- Born: March 26, 1971 (age 54) Newport Beach, California
- Occupation: Celebrity make-up artist
- Spouse: Javier Acosta (divorced)
- Website: www.carmindybeauty.com

= Carmindy =

American make-up artist

Carmindy Kathryn Bowyer, better known by her professional name Carmindy, is an American make-up artist and beauty expert based in New York City. She is best known for her work on the television show What Not to Wear, where she gave makeup advice to people who appeared on the show. She is also a regular beauty expert for Good Morning America, and founder of Carmindy Beauty cosmetics. She still works on fashion photo shoots, sits on a few beauty company boards and does private consults with clients for one-on-one makeovers.

Carmindy's work has been featured in beauty magazines, including InStyle, Elle, Marie Claire, Cosmopolitan, Self, Vogue, GQ, Essence, and Details.

==Early life==
Carmindy and her brother Quinn were raised in southern California by parents Jack and Julie Anne, a watercolor painter and former model. Growing up, Carmindy was bullied and teased because she was overweight, and turned to art as an escape. Carmindy says she was both fascinated by her mother's watercolors, and inspired by looking at old photos of her grandmother and mother when they were models.

Loving its artistic side, at age 15 Carmindy started playing with makeup and experimenting on friends and neighbors. In high school, her mother took her to John Robert Powers School of Modeling, where she learned the principles of good makeup.
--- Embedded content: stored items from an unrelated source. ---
PR #645, opened 2026-07-29
Meal Editor Logging

lynnfaraday:
## Overview

Add custom event logging to the meal editor for troubleshooting image uploads.

## Security

## Testing

- [X] This change requires additional testing in the MDH iOS/Android/Web apps. (Create a pre-release tag/build and test in a ViewBuilder PR.)

Test meal editor in web/mobile and ensure custom events are logged.

### Documentation

- [X] This change does not impact documentation or Storybook.

## Reviewers

- Subject-matter experts
- Style/editing reviewers

### DIFF
--- a/src/components/container/MealEditor/MealEditor.tsx
+++ b/src/components/container/MealEditor/MealEditor.tsx
@@ -1,6 +1,6 @@
 import React, { CSSProperties, useContext, useEffect, useRef, useState } from 'react';
 import './MealEditor.css';
-import { getMealImageUrls, getMeals, getMealToEdit, getMealTypeDisplayText, language, Meal, resolveColor, saveMeals, timestampSortAsc, uploadMealImageFile } from '../../../helpers';
+import { getMealImageUrls, getMeals, getMealToEdit, getMealTypeDisplayText, language, Meal, resolveColor, saveMeals, timestampSortAsc, uploadMealImageFile, logMealEvent } from '../../../helpers';
 import { Button, Card, LayoutContext, LoadingIndicator, UnstyledButton } from '../../presentational';
 import { format, parse, startOfDay } from 'date-fns';
 import { createPreviewData, MealEditorPreviewState } from './MealEditor.previewData';
@@ -9,6 +9,7 @@ import { faEdit, faPlus, faTrashCan } from '@fortawesome/free-solid-svg-icons';
 import { getFullDayAndDateString } from '../../../helpers/date-helpers';
 import { combineItemsWithAnalysisItems, itemSortByNameAsc } from '../../../helpers/glucose-and-meals/meals';
 import MealAnalysis from '../../presentational/MealAnalysis';
+import MyDataHelps, { DeviceInfo } from "@careevolution/mydatahelps-js";
 
 export interface MealEditorProps {
     previewState?: 'loading' | MealEditorPreviewState;
@@ -36,8 +37,14 @@ export default function MealEditor(props: MealEditorProps) {
     const [newImageFile, setNewImageFile] = useState<File>();
     const [imageTypeError, setImageTypeError] = useState<boolean>(false);
     const [imageUploadError, setImageUploadError] = useState<boolean>(false);
+    const [deviceInfo, setDeviceInfo] = useState<DeviceInfo>();
 
     const itemsToAddInputRef = useRef<HTMLInputElement>(null);
+
+    const reportError = (message: string) => {
+        logMealEvent("meal-error", deviceInfo, message);
+        props.onError();
+    }
 
     useEffect(() => {
         setLoading(true);
@@ -81,12 +88,16 @@ export default function MealEditor(props: MealEditorProps) {
                         setImageUrl(imageUrl);
                         setImageLoading(!!imageUrl);
                     } else {
-                        props.onError();
+                        reportError("Can't find meal reference.");
                     }
                 });
             } else {
-                props.onError();
+                reportError("No meal reference provided.");
             }
+        });
+
+        MyDataHelps.getDeviceInfo().then(info => {
+            setDeviceInfo(info);
         });
     }, [props.previewState]);
 
@@ -123,9 +134,11 @@ export default function MealEditor(props: MealEditorProps) {
         setImageUploadError(false);
 
         if (newImageFile) {
+            logMealEvent("uploading-image", deviceInfo);
             try {
                 await uploadMealImageFile(mealToEdit, newImageFile);
-            } catch {
+            } catch (err) {
+                logMealEvent("image-upload-error", deviceInfo, err);
                 setLoading(false);
                 setImageUploadError(true);
                 return;
@@ -142,6 +155,8 @@ export default function MealEditor(props: MealEditorProps) {
 
         const otherMeals = allMeals.filter(meal => meal.id !== mealToEdit.id);
         const updatedMeals = [...otherMeals, mealToEdit].sort(timestampSortAsc);
+
+        logMealEvent("saving-meals", deviceInfo);
 
         saveMeals(startOfDay(mealToEdit.timestamp), updatedMeals).then(props.onSave);
     };
@@ -170,7 +185,9 @@ export default function MealEditor(props: MealEditorProps) {
                 setImageUrl(URL.createObjectURL(file));
                 setImageTypeError(false);
                 setImageUploadError(false);
+                logMealEvent("image-added", deviceInfo, `Image type=${file.type} size=${file.size}`);
             } else {
+                logMealEvent("image-type-error", deviceInfo, `Invalid image type ${file.type}`);
                 setImageTypeError(true);
             }
         }
--- a/src/components/container/MealEditor/MealEditor.tsx
+++ b/src/components/container/MealEditor/MealEditor.tsx
@@ -41,8 +41,8 @@ export default function MealEditor(props: MealEditorProps) {
 
     const itemsToAddInputRef = useRef<HTMLInputElement>(null);
 
-    const reportError = (message: string) => {
-        logMealEvent("meal-error", deviceInfo, message);
+    const onError = (message: string) => {
+        logMealEvent("meal-error", mealToEdit, deviceInfo, message);
         props.onError();
     }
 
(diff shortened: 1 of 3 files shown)


src/components/container/MealEditor/MealEditor.tsx
```diff
@@ -36,9 +37,15 @@ export default function MealEditor(props: MealEditorProps) {
     const [newImageFile, setNewImageFile] = useState<File>();
     const [imageTypeError, setImageTypeError] = useState<boolean>(false);
     const [imageUploadError, setImageUploadError] = useState<boolean>(false);
+    const [deviceInfo, setDeviceInfo] = useState<DeviceInfo>();
 
     const itemsToAddInputRef = useRef<HTMLInputElement>(null);
 
+    const reportError = (message: string) => {
```
greinard: Maybe rename this to just `onError`, sort of like an override for `props.onError` that still calls the super after logging.

src/components/container/MealEditor/MealEditor.tsx
```diff
@@ -81,13 +88,17 @@ export default function MealEditor(props: MealEditorProps) {
                         setImageUrl(imageUrl);
                         setImageLoading(!!imageUrl);
                     } else {
-                        props.onError();
+                        reportError("Can't find meal reference.");
```
greinard: Maybe: `"Unable to find referenced meal: <meal_id>"`

src/components/container/MealEditor/MealEditor.tsx
```diff
@@ -143,6 +156,8 @@ export default function MealEditor(props: MealEditorProps) {
         const otherMeals = allMeals.filter(meal => meal.id !== mealToEdit.id);
         const updatedMeals = [...otherMeals, mealToEdit].sort(timestampSortAsc);
 
+        logMealEvent("saving-meals", deviceInfo);
```
greinard: I would maybe move this up to just after the preview state shortcut at the top.

src/components/container/MealEditor/MealEditor.tsx
```diff
@@ -123,9 +134,11 @@ export default function MealEditor(props: MealEditorProps) {
         setImageUploadError(false);
 
         if (newImageFile) {
+            logMealEvent("uploading-image", deviceInfo);
             try {
                 await uploadMealImageFile(mealToEdit, newImageFile);
```
greinard, line 143: Maybe log an `image-uploaded` event upon success.

src/components/container/MealEditor/MealEditor.tsx
```diff
@@ -123,9 +134,11 @@ export default function MealEditor(props: MealEditorProps) {
         setImageUploadError(false);
 
         if (newImageFile) {
+            logMealEvent("uploading-image", deviceInfo);
```
greinard: It is probably worth including the meal id in most of these log messages.  Might also be worth including the file name for the upload logs.

src/helpers/glucose-and-meals/meals.ts
```diff
@@ -135,4 +135,17 @@ export function itemSortByNameAsc(item1: MealItem, item2: MealItem): number {
 
 export function itemSortByConfidenceDesc(item1: MealItem, item2: MealItem): number {
     return (item2.confidenceScore ?? 0) - (item1.confidenceScore ?? 0);
+}
+
+export function logMealEvent(type: string, deviceInfo: DeviceInfo | undefined, data: any = {}) {
+    console.log(`Meal Editor: ${type} ${data}`);
```
greinard: You can remove this `console.log`.  It won't be helpful on the client, and a dev can just view the network request in Dev Tools to see that this is happening.

src/helpers/glucose-and-meals/meals.ts
```diff
@@ -135,4 +135,17 @@ export function itemSortByNameAsc(item1: MealItem, item2: MealItem): number {
...
+    MyDataHelps.trackCustomEvent({
+        eventType: "meal-editor",
+        properties: {
+            type: type,
+            body: {
+                errorData: data,
+                deviceInfo: deviceInfo
```
greinard: I'm a tad hesitant about logging the full device info with each of these.  I think it would be better to pull individual fields if we think they are important, like platform, model, or OS version.

I also think we already record the device information on the participant, so it may be enough to just log an identifier so we can link back to the device info we already have.

I think the device info can sometimes include properties like the person's name (e.g. "Bob's iPhone", etc.), so while it may be something we are okay with having in the logs, I usually like to err on the side of caution and just log the minimum we need to be able to link back to the other stored data.

greinard (changes requested):
It may be worth instrumenting a few of the other actions as well, such as on delete, on cancel, on remove image, etc.

You also probably want to target a branch off the `v3.21.2` tag so this can be deployed to the Prod ViewBuilder more quickly.  The `v4.0.0` stuff is going to take a little longer to test/validate for release to VB, so if this is semi-urgent, having it be part of a minor bump will help expedite its rollout.

src/components/container/MealEditor/MealEditor.tsx
lynnfaraday: I wanted it here as it's the final checkpoint before calling out to saveMeals. But I can add an extra one at the top where you suggested.

src/components/container/MealEditor/MealEditor.tsx
```diff
@@ -81,13 +88,17 @@ export default function MealEditor(props: MealEditorProps) {
                         setImageUrl(imageUrl);
                         setImageLoading(!!imageUrl);
                     } else {
-                        props.onError();
+                        onError(`Can't find meal reference. id=${mealReference.id}`);
```
greinard: Nitpick, but the thing we cant find here is the meal itself, not the reference.  So I'd use just "Can't find meal." or "Can't find referenced meal."

src/components/container/MealEditor/MealEditor.tsx
```diff
@@ -81,13 +88,17 @@ export default function MealEditor(props: MealEditorProps) {
...
                     }
                 });
             } else {
-                props.onError();
+                onError("No meal reference provided.");
             }
         });
+
+        MyDataHelps.getDeviceInfo().then(info => {
```
greinard: Since we would prefer to have this device info available for any of the logging, including when it loads the meal to edit, we can probably move the whole `getMealToEdit().then(...)` piece inside here after calling `setDeviceInfo(info);`.

The `getDeviceInfo()` call should be really fast as I believe it just runs in memory on the device or in the browser (no remote requests).

src/components/container/MealEditor/MealEditor.tsx
```diff
@@ -118,14 +131,19 @@ export default function MealEditor(props: MealEditorProps) {
...
         setLoading(true);
         setImageTypeError(false);
         setImageUploadError(false);
 
         if (newImageFile) {
+            logMealEvent("uploading-image", mealToEdit, deviceInfo, { name: newImageFile.name, size: newImageFile.size });
             try {
                 await uploadMealImageFile(mealToEdit, newImageFile);
-            } catch {
+                logMealEvent("image-uploaded", mealToEdit, deviceInfo);
```
greinard: Maybe include the `{ name: newImageFile.name, size: newImageFile.size }` here as well.

src/components/container/MealEditor/MealEditor.tsx
greinard, line 127: Probably worth adding an `onCancel` function in here that logs an event and calls `props.onCancel()`, and then update the cancel button at the bottom to call this `onCancel` instead of the prop function directly.

src/helpers/glucose-and-meals/meals.ts
```diff
@@ -135,4 +135,17 @@ export function itemSortByNameAsc(item1: MealItem, item2: MealItem): number {
 
 export function itemSortByConfidenceDesc(item1: MealItem, item2: MealItem): number {
     return (item2.confidenceScore ?? 0) - (item1.confidenceScore ?? 0);
+}
+
+export function logMealEvent(type: string, meal: Meal | undefined, deviceInfo: DeviceInfo | undefined, data: any = {}) {
```
greinard: Maybe use `unknown` for the type on `data` instead of `any`.

src/helpers/glucose-and-meals/meals.ts
```diff
@@ -135,4 +135,17 @@ export function itemSortByNameAsc(item1: MealItem, item2: MealItem): number {
...
+    MyDataHelps.trackCustomEvent({
+        eventType: "meal-editor",
+        properties: {
+            type: type,
+            body: data,
```
greinard: I like this better with the individual fields we are interested in.  Ties it back to the meal and the device info nicely without logging TMI.

Was thinking maybe this field could be named just `data` or `additionalData` rather than `body`, but I don't feel strongly about it if you prefer `body`.

greinard (changes requested):
Looking pretty good.  Just a few more suggestions.  Thanks for addressing the prior feedback.

src/components/container/MealEditor/MealEditor.tsx
greinard: Ah, yeah, that makes sense.

src/helpers/glucose-and-meals/meals.ts
```diff
@@ -135,4 +135,17 @@ export function itemSortByNameAsc(item1: MealItem, item2: MealItem): number {
 
 export function itemSortByConfidenceDesc(item1: MealItem, item2: MealItem): number {
     return (item2.confidenceScore ?? 0) - (item1.confidenceScore ?? 0);
+}
+
+export function logMealEvent(type: string, meal: Meal | undefined, deviceInfo: DeviceInfo | undefined, data: any = {}) {
+    MyDataHelps.trackCustomEvent({
+        eventType: "meal-editor",
```
greinard: Oh, one more thing.  I suppose at some point we might be able to reuse this function across the other meal related components, so maybe we just set the event type to `meal-event` here (kind of fits the function name better, too).

lynnfaraday:
Replaced by https://github.com/CareEvolution/MyDataHelpsUI/pull/648 due to rebase having a fit.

In 1989 at the age of 18 she was signed with an agent and began working as a professional makeup artist.

==Business ventures==
Carmindy has consulted on brand creation for Coty and Sally Hansen, and has been a spokesperson for beauty companies such as Almay, Pond's, Crest, Proactiv, Latisse and more.

In March 2019 she launched her own cosmetics company Carmindy Beauty on QVC. She left in 2022 to partner with ScentBeauty and now sells online at www.carmindybeauty.com. She has a strong social media following and continues to consult with many beauty brands.

Carmindy has published four books:
- Bloom: A Girl's Guide to Growing Up Gorgeous (2014), for budding teenage beauties;
- The 5-Minute Face: The Quick & Easy Makeup Guide for Every Woman (2007), a focus on simple, quick make-up practices;
- Get Positively Beautiful: The Ultimate Guide to Looking and Feeling Gorgeous (2008), to help women find their beauty through positive thinking; and
- Crazy Busy Beautiful: Beauty Secrets for Getting Gorgeous Fast (2010), a return to the beauty tips for which she is known.

==Personal life==
Carmindy currently lives in New York City.